Stored data
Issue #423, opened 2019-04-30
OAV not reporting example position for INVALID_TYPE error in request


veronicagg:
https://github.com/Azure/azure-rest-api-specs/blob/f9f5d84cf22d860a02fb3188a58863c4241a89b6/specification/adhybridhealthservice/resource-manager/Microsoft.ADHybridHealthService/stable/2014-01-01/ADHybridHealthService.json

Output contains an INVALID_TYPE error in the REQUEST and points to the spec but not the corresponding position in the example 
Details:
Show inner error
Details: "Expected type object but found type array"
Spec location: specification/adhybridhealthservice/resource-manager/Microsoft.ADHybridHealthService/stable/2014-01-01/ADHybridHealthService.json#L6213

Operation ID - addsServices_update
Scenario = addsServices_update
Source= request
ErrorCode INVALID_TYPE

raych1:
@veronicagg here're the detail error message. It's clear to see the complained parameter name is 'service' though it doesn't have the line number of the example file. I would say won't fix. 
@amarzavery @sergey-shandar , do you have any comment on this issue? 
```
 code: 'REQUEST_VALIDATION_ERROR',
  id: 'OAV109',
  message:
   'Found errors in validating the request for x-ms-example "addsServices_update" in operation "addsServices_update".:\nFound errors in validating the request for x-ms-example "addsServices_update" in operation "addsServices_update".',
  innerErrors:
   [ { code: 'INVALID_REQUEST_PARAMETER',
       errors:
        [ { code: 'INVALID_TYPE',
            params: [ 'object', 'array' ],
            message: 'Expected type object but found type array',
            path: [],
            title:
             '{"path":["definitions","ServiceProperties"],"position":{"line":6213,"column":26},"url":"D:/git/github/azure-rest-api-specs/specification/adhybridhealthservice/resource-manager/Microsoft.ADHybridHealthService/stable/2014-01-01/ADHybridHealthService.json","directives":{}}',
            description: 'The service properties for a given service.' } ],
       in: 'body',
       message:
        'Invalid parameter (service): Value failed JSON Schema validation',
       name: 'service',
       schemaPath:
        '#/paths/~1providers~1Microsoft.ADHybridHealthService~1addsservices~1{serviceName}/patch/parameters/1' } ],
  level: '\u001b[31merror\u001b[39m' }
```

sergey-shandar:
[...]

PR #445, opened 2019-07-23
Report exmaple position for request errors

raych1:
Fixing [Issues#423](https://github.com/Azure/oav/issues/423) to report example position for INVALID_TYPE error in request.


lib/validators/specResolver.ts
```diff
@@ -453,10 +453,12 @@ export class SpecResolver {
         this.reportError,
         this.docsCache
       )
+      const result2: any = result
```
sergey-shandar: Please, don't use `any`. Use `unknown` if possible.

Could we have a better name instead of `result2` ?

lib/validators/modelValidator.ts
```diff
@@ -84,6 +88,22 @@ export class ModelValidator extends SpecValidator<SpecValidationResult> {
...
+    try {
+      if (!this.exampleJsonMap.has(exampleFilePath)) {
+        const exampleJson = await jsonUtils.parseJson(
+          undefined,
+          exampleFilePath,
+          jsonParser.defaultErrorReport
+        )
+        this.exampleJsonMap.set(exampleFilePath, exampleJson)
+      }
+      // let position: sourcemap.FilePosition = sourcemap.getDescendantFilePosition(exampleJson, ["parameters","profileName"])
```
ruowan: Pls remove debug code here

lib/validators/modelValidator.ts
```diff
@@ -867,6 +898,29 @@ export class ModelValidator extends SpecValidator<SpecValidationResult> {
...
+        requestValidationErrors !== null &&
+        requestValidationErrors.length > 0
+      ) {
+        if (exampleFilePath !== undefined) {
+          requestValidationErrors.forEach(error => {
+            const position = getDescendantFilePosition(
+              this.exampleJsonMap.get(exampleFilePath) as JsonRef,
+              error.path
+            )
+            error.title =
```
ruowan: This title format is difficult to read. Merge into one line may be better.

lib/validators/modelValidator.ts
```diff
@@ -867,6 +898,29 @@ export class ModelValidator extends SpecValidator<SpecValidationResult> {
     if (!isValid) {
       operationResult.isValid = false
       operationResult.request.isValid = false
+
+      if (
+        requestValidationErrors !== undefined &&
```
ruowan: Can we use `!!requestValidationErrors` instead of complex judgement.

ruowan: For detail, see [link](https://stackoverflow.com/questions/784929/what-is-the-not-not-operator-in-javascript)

**Goal of the exercise**
The answer must reproduce every record exactly.

**Answer to this task**
Issue #423, opened 2019-04-30
OAV not reporting example position for INVALID_TYPE error in request


veronicagg:
https://github.com/Azure/azure-rest-api-specs/blob/f9f5d84cf22d860a02fb3188a58863c4241a89b6/specification/adhybridhealthservice/resource-manager/Microsoft.ADHybridHealthService/stable/2014-01-01/ADHybridHealthService.json

Output contains an INVALID_TYPE error in the REQUEST and points to the spec but not the corresponding position in the example 
Details:
Show inner error
Details: "Expected type object but found type array"
Spec location: specification/adhybridhealthservice/resource-manager/Microsoft.ADHybridHealthService/stable/2014-01-01/ADHybridHealthService.json#L6213

Operation ID - addsServices_update
Scenario = addsServices_update
Source= request
ErrorCode INVALID_TYPE

raych1:
@veronicagg here're the detail error message. It's clear to see the complained parameter name is 'service' though it doesn't have the line number of the example file. I would say won't fix. 
@amarzavery @sergey-shandar , do you have any comment on this issue? 
```
 code: 'REQUEST_VALIDATION_ERROR',
  id: 'OAV109',
  message:
   'Found errors in validating the request for x-ms-example "addsServices_update" in operation "addsServices_update".:\nFound errors in validating the request for x-ms-example "addsServices_update" in operation "addsServices_update".',
  innerErrors:
   [ { code: 'INVALID_REQUEST_PARAMETER',
       errors:
        [ { code: 'INVALID_TYPE',
            params: [ 'object', 'array' ],
            message: 'Expected type object but found type array',
            path: [],
            title:
             '{"path":["definitions","ServiceProperties"],"position":{"line":6213,"column":26},"url":"D:/git/github/azure-rest-api-specs/specification/adhybridhealthservice/resource-manager/Microsoft.ADHybridHealthService/stable/2014-01-01/ADHybridHealthService.json","directives":{}}',
            description: 'The service properties for a given service.' } ],
       in: 'body',
       message:
        'Invalid parameter (service): Value failed JSON Schema validation',
       name: 'service',
       schemaPath:
        '#/paths/~1providers~1Microsoft.ADHybridHealthService~1addsservices~1{serviceName}/patch/parameters/1' } ],
  level: '\u001b[31merror\u001b[39m' }
```

sergey-shandar:
[...]

PR #445, opened 2019-07-23
Report exmaple position for request errors

raych1:
Fixing [Issues#423](https://github.com/Azure/oav/issues/423) to report example position for INVALID_TYPE error in request.


lib/validators/specResolver.ts
```diff
@@ -453,10 +453,12 @@ export class SpecResolver {
         this.reportError,
         this.docsCache
       )
+      const result2: any = result
```
sergey-shandar: Please, don't use `any`. Use `unknown` if possible.

Could we have a better name instead of `result2` ?

lib/validators/modelValidator.ts
```diff
@@ -84,6 +88,22 @@ export class ModelValidator extends SpecValidator<SpecValidationResult> {
...
+    try {
+      if (!this.exampleJsonMap.has(exampleFilePath)) {
+        const exampleJson = await jsonUtils.parseJson(
+          undefined,
+          exampleFilePath,
+          jsonParser.defaultErrorReport
+        )
+        this.exampleJsonMap.set(exampleFilePath, exampleJson)
+      }
+      // let position: sourcemap.FilePosition = sourcemap.getDescendantFilePosition(exampleJson, ["parameters","profileName"])
```
ruowan: Pls remove debug code here

lib/validators/modelValidator.ts
```diff
@@ -867,6 +898,29 @@ export class ModelValidator extends SpecValidator<SpecValidationResult> {
...
+        requestValidationErrors !== null &&
+        requestValidationErrors.length > 0
+      ) {
+        if (exampleFilePath !== undefined) {
+          requestValidationErrors.forEach(error => {
+            const position = getDescendantFilePosition(
+              this.exampleJsonMap.get(exampleFilePath) as JsonRef,
+              error.path
+            )
+            error.title =
```
ruowan: This title format is difficult to read. Merge into one line may be better.

lib/validators/modelValidator.ts
```diff
@@ -867,6 +898,29 @@ export class ModelValidator extends SpecValidator<SpecValidationResult> {
     if (!isValid) {
       operationResult.isValid = false
       operationResult.request.isValid = false
+
+      if (
+        requestValidationErrors !== undefined &&
```
ruowan: Can we use `!!requestValidationErrors` instead of complex judgement.

ruowan: For detail, see [link](https://stackoverflow.com/questions/784929/what-is-the-not-not-operator-in-javascript)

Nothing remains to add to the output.